Plants need to assimilate CO2 for photosynthesis and, at the same time, prevent excessive loss of water. Therefore, land plants have developed stomata, which regulate the exchange of gases between the atmosphere and the interior of the leaf. Each stomatal pore is mediated by two guard cells that increase and decrease in size, thereby controlling the rate of transpiration and the diffusion of CO2. Over 95% of plant water is lost through stomatal pores. For this reason, the opening and closing of the stomata are tightly regulated by physiological and environmental factors.
Our world is going through dramatic climate change, which forecasts water scarcity, elevated world temperatures, extreme colds, and a dramatic increase in atmospheric CO2. Stomatal conductance is mediated by these environmental factors which dramatically affect crop plant physiology, viability, growth, productivity, and eventually yield.
In our lab, we use physiological, biochemical histological, and molecular tools to study the different aspects of climate change on plant transpiration regulation. Our research focuses, on exploring mechanisms and pathways that involve in stomatal conductance regulation in response to CO2, drought, and cold stress. We combine applicative and basic science to advance knowledge and provide practices for agricultural problems.
CO2 Stomatal conductance regulation
Stomatal pores are responsible for plant water loss. CO2 levels in leaves are determined by respiration, photosynthesis, stomatal conductance and atmospheric [CO2]. Low concentrations of CO2 cause stomatal opening, whereas elevated CO2 concentrations trigger stomatal closure. It has been suggested that plant hormones involve in stomatal conductance regulation. Our aim is to detect plant hormones that are involved in CO2 induce stomatal movement. We study this complex mechanism using reverse genetics, physiological, metabolomics, and biochemical approaches.
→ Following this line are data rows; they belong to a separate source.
PR #1076, opened 2023-10-05
Map message senders in matrix mode

ratik21:
### What does this do?

Maps the message senders to ZERO users when we load messages for a channel/conversation. Messages are being rendered more properly now.

image
image

Also, the names on the conversation list are also of ZERO users:
image

### DIFF
--- a/src/store/messages/saga.ts
+++ b/src/store/messages/saga.ts
@@ -468,6 +468,7 @@ export function* receiveDelete(action) {
 
 export function* receiveNewMessage(action) {
   let { channelId, message } = action.payload;
+  yield call(mapMessageSenders, [message]);
 
   const channel = yield select(rawChannelSelector(channelId));
   const currentMessages = channel?.messages || [];
--- a/src/store/messages/saga.ts
+++ b/src/store/messages/saga.ts
@@ -353,6 +353,7 @@ export function* fetchNewMessages(channelId: string) {
       ],
       channelId
     );
+    yield call(mapMessageSenders, messagesResponse.messages);
 
     yield put(
       receive({
--- a/src/store/messages/saga.ts
+++ b/src/store/messages/saga.ts
@@ -25,6 +25,8 @@ import { Events as ChatEvents, getChatBus } from '../chat/bus';
 import { Uploadable, createUploadableFile } from './uploadable';
 import { chat } from '../../lib/chat';
 import { activeChannelIdSelector } from '../chat/selectors';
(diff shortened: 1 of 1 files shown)


ratik21:
Update: working while sending real-time message now

https://github.com/zer0-os/zOS/assets/33264364/33f66524-40de-4a9c-b08a-5d2fbcd9a55b

domw30 (approved):
Nice work 🚀

src/store/messages/saga.ts
```diff
@@ -90,6 +92,45 @@ const _isActive = (channelId) => (state) => {
...
+
+export function* mapMessageSenders(messages) {
+  if (!featureFlags.enableMatrix) {
+    return;
+  }
+
+  const zeroUsersMap = yield call(getZeroUsersMap);
+  messages.forEach((message) => {
+    const zeroUser = zeroUsersMap[message.sender.userId];
+    if (zeroUser) {
```
dalefukami, line 122: The assumption here is that we already know about the user. Is it possible that we've never seen this user before?

src/store/messages/saga.ts
```diff
@@ -90,6 +92,45 @@ const _isActive = (channelId) => (state) => {
...
+}
+
+export function* mapMessageSenders(messages) {
+  if (!featureFlags.enableMatrix) {
+    return;
+  }
+
+  const zeroUsersMap = yield call(getZeroUsersMap);
+  messages.forEach((message) => {
+    const zeroUser = zeroUsersMap[message.sender.userId];
```
dalefukami, line 121: Does `sender` have the `matrixId`? If so, I think it makes sense to use that here rather than the `userId`. I know they're currently the same but `matrixId` is more clear.

src/store/messages/saga.ts
ratik21: In most cases we would have the user. The logic being, we first load all the channles + conversations, which has all the "otherMembers" in a channel, which gets normalized and saved in the user state (in redux). After which we fetch the messages in channel, so assuming that a message was sent by someone who is in a channel would be in the `otherMembers` field, which would be cached.

The only case there will be a miss would be when the user has left the channel. I am looking into that currently, since it's required in displaying the message sender's name in the "parent message" as well (related to replies). 

If there's any other case which i have missed then please let me know

src/store/messages/saga.ts
ratik21: its doesn't :(

image

I will add a comment here

PR #1077, opened 2023-10-06
fix: remove edited flag on unedited messages

domw30:
### What does this do?
- removes timestamp set for `updatedAt` in `mapMatrixEventToMessage`.

- to remove the edited flag on unedited messages.

### How do I test this?
- send a message and ensure the edited flag does not appear on the message footer.

#### Things to consider:
  1. Does this change any APIs?

BEFORE

Screenshot 2023-10-06 at 10 47 59

AFTER

Screenshot 2023-10-06 at 10 50 28

### DIFF
--- a/src/lib/chat/matrix-client.ts
+++ b/src/lib/chat/matrix-client.ts
@@ -466,7 +466,7 @@ export class MatrixClient implements IChatClient {
       message,
       isAdmin: false,
       createdAt: timestamp,
-      updatedAt: timestamp,
+      updatedAt: null,
       sender: {
         userId: senderId,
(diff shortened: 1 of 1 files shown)


domw30:
After some investigation, I believe I previously set the `updatedAt` prop with the incorrect timestamp from the message event. @dalefukami - this may cross over with your current investigation with the `createdAt` timestamp. When using the timestamp here, all messages will be marked as `edited`. I'll need to check for a more meaningful way of setting the `updatedAt` timestamp with events.

dalefukami (approved):

PR #1078, opened 2023-10-06
Set the createdAt on rooms

dalefukami:
### What does this do?

Gets the actual room created timestamp when fetching Matrix rooms.

We use createdAt as a fallback ordering in the Conversation list


domw30 (commented):
👍

PR #1079, opened 2023-10-06
Refactor: Simplify current room state getters

dalefukami:
### What does this do?

Small refactoring to simplify a few of the room state getters


domw30 (approved):
Nice tidy up! 👍

PR #1081, opened 2023-10-09
refactor: rename supportsOptimisticSend -> supportsOptimisticCreateConversation

domw30:
### What does this do?
- renames supportsOptimisticSend -> supportsOptimisticCreateConversation.

- both matrix client and sendbird client support optimistic sending, and `supportsOptimisticSend` is now only being used with `createConversation`.  

#### Things to consider:
  1. Does this change any APIs?


ratik21 (approved):
lgtm

PR #1082, opened 2023-10-09
refactor: (matrix-client) replace hardcoded values and use matrix enums

domw30:
### What does this do?
- Tidy up the matrix client, use enums and add membership state enum.
- Ensures consistency and makes use of matrix enums

- Some enums used, some enums not used. Makes sense to be consistent.

#### Things to consider:
  1. Does this change any APIs?

### DIFF
--- a/src/lib/chat/matrix-client.ts
+++ b/src/lib/chat/matrix-client.ts
@@ -36,6 +36,12 @@ enum ConnectionStatus {
   Disconnected = 'disconnected',
 }
 
+enum MembershipStateType {
+  Invite = 'invite',
+  Join = 'join',
+  Leave = 'leave',
+}
+
 export class MatrixClient implements IChatClient {
   private matrix: SDKMatrixClient = null;
   private events: RealtimeChatEvents = null;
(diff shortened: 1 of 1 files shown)


src/lib/chat/matrix-client.ts
```diff
@@ -36,6 +36,12 @@ enum ConnectionStatus {
   Disconnected = 'disconnected',
 }
 
+enum MembershipStateType {
+  Invite = 'invite',
+  Join = 'join',
+  Leave = 'leave',
+}
+
```
ratik21, line 44: might be worth moving these to `utils/types.ts`?

ratik21 (approved):

src/lib/chat/matrix-client.ts
ratik21: i think we can just use `chat/matrix/types.ts`. OR `chat/types.ts` works as well, but if we have more types/enums (matrix related), we may need  to eventually move to `chat/matrix/types.ts`...

domw30: Nice sounds good! I added a `chat/matrix/types.ts` 👍

PR #1084, opened 2023-10-09
Move `mapMessageSenders` from `messages/saga.ts` -> `messages/utils.matrix.ts`

ratik21:
### What does this do?

Moves a matrix related functionality to `utils.matrix.ts`. Since we use `mapMessageSenders` only in the case if matrix is enabled.


domw30 (commented):
👍

PR #1085, opened 2023-10-09
Matrix: set `parentMessage` while mapping messages which are replies

ratik21:
### What does this do?

Fetches/maps the parentMessage data correctly while parsing all messages fetched after loading a channels/conversation. 
- We first try to fetch the parent message from the list of "already loaded messages"
- if message is not found (i.e it could be an older message), in that case we call the matrix API to fetch the message.

Before:
image

image

After:
image

image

Chilling damage in mango trees
Mango is one of the world's most important fruit trees. The crop stands at about 46 million tons (FAOstat, 2016) and is second only to banana among the tropical and subtropical fruits. Much research has been done on climate change and its effects on various crops in agriculture. Many forecasts indicate an increase in the frequency and extremes of cold events, and, as a result, exacerbation of weather damage in agriculture. Tropical and subtropical plants are particularly sensitive to cold, with mango being one of the most sensitive ones among subtropical fruit trees grown in the Mediterranean (citrus, avocado, lychee).
Minimum temperature vulnerabilities are divided into three types: a) Frost b) Daily colds and c) "Night-cold-day-light" which are the most common cold stress in the temperate mango growing areas. "Night-cold-day-light" are chill or cold stress, where the temperature drops at night, followed by a warm, bright day.
In light of the damage that "night-cold-day-light" stress causes in the mango industry and the lack of an effective and cost-effective solution, there is a need to develop an applied treatment to reduce the cold-stress damage. In our lab, we combine physiological and molecular analysis to study the "Night-cold-day-light" stress in Mango. Our study combines basic and applied research with the aim to develop treatments for cold stress injury.
Almond trees in the face of climate change
A basic and applicative study aims to incorporate beneficial traits from native almond spices to cope with various effects of climate change
The world population is estimated to reach 9.5 billion by the year 2050 and increase the demand for food. Yet, with climate change, increasing global temperatures and scarcity of water, agricultural food production is limited, which calls for a better fit and improved cultivars for future farming.
Climate change forecasts water scarcity and elevated world temperatures. These two environmental factors dramatically affect almond productivity and yield. Furthermore, effective use of water, for maximizing 'crop per drop' is essential in all agricultural fields, and in particular, with the shift of almond-orchards areas to drier and warmer regions. Hence, almond production is challenged by the climate conditions around the world and in Israeli farms.
In a fruitful collaboration with Dr. Doron Holland (Newe-Yaar research center, ARO, Israel), Dr. Nir Sade (Tel-Aviv University, Israel), and Dr. Or Sperling (Gilat research center, ARO, Israel) we use physiological, histological, genetic and metabolic approaches to study different traits in the native almond cultivar and explore the possibility of their usage in commercial cultivars to increase yield and water use efficiency under warmer climates.